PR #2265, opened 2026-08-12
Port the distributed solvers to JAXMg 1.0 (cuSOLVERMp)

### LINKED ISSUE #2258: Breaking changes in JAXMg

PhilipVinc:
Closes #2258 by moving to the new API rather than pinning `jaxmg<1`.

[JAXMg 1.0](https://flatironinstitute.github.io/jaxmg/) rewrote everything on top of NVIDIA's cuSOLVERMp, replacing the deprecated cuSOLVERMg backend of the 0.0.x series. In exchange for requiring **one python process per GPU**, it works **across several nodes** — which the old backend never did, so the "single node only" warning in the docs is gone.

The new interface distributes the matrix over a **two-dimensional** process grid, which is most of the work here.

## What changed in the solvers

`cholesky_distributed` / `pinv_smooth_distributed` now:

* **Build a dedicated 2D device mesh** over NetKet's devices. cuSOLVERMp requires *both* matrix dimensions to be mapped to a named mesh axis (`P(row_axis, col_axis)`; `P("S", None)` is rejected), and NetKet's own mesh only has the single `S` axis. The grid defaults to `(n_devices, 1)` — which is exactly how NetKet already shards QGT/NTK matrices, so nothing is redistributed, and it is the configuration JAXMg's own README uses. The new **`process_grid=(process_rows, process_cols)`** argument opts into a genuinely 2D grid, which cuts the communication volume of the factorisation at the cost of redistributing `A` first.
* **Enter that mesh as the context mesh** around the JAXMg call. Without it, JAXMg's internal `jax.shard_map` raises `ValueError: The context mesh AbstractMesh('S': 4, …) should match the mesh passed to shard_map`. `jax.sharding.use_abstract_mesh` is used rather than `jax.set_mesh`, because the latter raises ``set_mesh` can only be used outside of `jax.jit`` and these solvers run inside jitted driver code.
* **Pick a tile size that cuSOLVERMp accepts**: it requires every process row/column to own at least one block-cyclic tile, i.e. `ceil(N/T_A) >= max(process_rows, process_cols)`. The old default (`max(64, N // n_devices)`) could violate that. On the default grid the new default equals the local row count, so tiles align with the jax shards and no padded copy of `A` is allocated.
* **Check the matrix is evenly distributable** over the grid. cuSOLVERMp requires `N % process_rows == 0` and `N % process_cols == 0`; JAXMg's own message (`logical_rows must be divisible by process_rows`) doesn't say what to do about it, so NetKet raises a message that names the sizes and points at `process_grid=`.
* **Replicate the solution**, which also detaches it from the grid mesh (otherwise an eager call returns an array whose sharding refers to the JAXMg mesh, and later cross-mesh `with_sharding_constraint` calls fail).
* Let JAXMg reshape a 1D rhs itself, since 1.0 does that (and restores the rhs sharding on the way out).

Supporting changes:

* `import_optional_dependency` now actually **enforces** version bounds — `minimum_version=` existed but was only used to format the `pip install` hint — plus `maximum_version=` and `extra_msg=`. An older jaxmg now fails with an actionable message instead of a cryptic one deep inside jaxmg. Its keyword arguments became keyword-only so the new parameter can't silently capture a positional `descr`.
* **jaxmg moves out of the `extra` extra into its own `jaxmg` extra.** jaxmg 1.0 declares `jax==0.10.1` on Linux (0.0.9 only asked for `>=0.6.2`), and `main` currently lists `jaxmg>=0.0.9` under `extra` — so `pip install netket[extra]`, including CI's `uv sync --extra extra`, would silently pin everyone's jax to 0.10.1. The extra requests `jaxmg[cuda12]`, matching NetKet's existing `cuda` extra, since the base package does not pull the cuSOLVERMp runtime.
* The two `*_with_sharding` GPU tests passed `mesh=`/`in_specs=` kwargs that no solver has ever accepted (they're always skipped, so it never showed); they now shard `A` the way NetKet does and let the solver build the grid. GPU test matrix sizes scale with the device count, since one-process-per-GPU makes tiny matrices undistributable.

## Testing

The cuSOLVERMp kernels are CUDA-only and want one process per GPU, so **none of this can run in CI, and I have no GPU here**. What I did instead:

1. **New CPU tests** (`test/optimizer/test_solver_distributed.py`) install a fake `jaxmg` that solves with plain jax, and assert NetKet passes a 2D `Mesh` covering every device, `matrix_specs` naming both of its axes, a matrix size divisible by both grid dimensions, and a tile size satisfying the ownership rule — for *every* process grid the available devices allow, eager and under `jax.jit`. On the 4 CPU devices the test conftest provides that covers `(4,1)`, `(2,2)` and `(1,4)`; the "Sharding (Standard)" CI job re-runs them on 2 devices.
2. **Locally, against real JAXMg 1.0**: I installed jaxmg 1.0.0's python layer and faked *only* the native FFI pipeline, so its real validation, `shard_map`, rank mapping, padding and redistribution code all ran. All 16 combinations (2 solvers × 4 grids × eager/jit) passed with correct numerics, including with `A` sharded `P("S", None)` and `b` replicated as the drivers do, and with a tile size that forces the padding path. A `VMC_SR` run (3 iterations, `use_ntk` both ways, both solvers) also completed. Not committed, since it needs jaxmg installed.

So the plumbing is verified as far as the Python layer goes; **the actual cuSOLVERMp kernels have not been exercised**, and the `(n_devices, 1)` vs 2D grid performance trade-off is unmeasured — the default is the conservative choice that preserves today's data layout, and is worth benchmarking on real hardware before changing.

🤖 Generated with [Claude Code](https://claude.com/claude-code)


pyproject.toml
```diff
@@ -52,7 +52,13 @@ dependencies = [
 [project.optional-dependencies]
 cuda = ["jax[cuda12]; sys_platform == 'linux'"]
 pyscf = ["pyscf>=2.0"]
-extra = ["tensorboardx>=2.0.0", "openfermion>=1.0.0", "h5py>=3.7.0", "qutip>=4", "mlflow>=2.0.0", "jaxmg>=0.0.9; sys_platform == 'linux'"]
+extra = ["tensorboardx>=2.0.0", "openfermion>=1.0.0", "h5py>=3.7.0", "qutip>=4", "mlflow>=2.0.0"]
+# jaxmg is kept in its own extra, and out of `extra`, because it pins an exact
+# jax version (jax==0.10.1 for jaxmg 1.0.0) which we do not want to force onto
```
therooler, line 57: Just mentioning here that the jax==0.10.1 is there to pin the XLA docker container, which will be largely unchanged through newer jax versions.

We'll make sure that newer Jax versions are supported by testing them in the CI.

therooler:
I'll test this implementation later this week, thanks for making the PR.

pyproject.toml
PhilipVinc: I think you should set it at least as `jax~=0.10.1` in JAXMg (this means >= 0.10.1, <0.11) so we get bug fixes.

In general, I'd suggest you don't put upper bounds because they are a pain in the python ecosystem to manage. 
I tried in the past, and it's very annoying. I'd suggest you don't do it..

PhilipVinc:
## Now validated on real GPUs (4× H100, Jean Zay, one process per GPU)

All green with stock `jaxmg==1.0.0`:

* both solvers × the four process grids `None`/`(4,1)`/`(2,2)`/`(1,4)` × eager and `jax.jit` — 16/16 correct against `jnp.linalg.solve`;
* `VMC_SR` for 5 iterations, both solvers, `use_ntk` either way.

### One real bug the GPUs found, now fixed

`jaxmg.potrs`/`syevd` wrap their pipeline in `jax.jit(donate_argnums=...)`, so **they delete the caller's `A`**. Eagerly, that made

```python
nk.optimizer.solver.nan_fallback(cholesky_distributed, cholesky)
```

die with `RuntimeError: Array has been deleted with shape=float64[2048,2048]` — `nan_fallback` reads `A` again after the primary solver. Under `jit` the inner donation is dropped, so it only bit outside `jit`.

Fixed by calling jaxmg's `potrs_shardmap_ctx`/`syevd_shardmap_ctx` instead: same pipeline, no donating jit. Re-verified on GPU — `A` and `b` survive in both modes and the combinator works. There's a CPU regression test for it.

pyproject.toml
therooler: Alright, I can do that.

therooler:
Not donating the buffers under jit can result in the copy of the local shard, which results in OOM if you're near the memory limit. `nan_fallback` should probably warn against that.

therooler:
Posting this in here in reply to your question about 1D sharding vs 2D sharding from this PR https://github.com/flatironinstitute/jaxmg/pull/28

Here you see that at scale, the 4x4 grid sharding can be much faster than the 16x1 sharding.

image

TASK DESCRIPTION →
For each line in the records that holds "against", show that line as it stands.

WRITTEN ANSWER →
2. **Locally, against real JAXMg 1.0**: I installed jaxmg 1.0.0's python layer and faked *only* the native FFI pipeline, so its real validation, `shard_map`, rank mapping, padding and redistribution code all ran. All 16 combinations (2 solvers × 4 grids × eager/jit) passed with correct numerics, including with `A` sharded `P("S", None)` and `b` replicated as the drivers do, and with a tile size that forces the padding path. A `VMC_SR` run (3 iterations, `use_ntk` both ways, both solvers) also completed. Not committed, since it needs jaxmg installed.
* both solvers × the four process grids `None`/`(4,1)`/`(2,2)`/`(1,4)` × eager and `jax.jit` — 16/16 correct against `jnp.linalg.solve`;
Not donating the buffers under jit can result in the copy of the local shard, which results in OOM if you're near the memory limit. `nan_fallback` should probably warn against that.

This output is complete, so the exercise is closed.